[Data for review Boundary: Start]

PR #303, opened 2020-04-28
Nedelec

Samiullah-Malik:
Implements Nedelec Shape functions. These vector shape functions are used for Electromagnetic simulations. We need these to be able to transfer the field after the FEM solve and to perform error estimation.

PR #304, opened 2020-04-29
Nedelec (Re-based)

mortezah:
This is a resubmission of pull request https://github.com/SCOREC/core/pull/303 

The branch needed to be rebased since it was initially branched of `master` instead of `develop`

Implements Nedelec Shape functions. These vector shape functions are used for Electromagnetic simulations. We need these to be able to transfer the field after the FEM solve and to perform error estimation.


mortezah:
I realized some of the auto checks failed. By looking at it, it seems that a few of the tests cannot pass. They pass on my workstations. Is there something missing?

cwsmith:
Those few failing tests in Travis CI can be ignored; the `pumi_meshes` submodule was out of date. I pushed a fix to develop this morning.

[Data for review Boundary: End]

Go through the data and copy each line exactly as it reads.

**Answer to the problem**
PR #303, opened 2020-04-28
Nedelec

Samiullah-Malik:
Implements Nedelec Shape functions. These vector shape functions are used for Electromagnetic simulations. We need these to be able to transfer the field after the FEM solve and to perform error estimation.

PR #304, opened 2020-04-29
Nedelec (Re-based)

mortezah:
This is a resubmission of pull request https://github.com/SCOREC/core/pull/303 

The branch needed to be rebased since it was initially branched of `master` instead of `develop`

Implements Nedelec Shape functions. These vector shape functions are used for Electromagnetic simulations. We need these to be able to transfer the field after the FEM solve and to perform error estimation.


mortezah:
I realized some of the auto checks failed. By looking at it, it seems that a few of the tests cannot pass. They pass on my workstations. Is there something missing?

cwsmith:
Those few failing tests in Travis CI can be ignored; the `pumi_meshes` submodule was out of date. I pushed a fix to develop this morning.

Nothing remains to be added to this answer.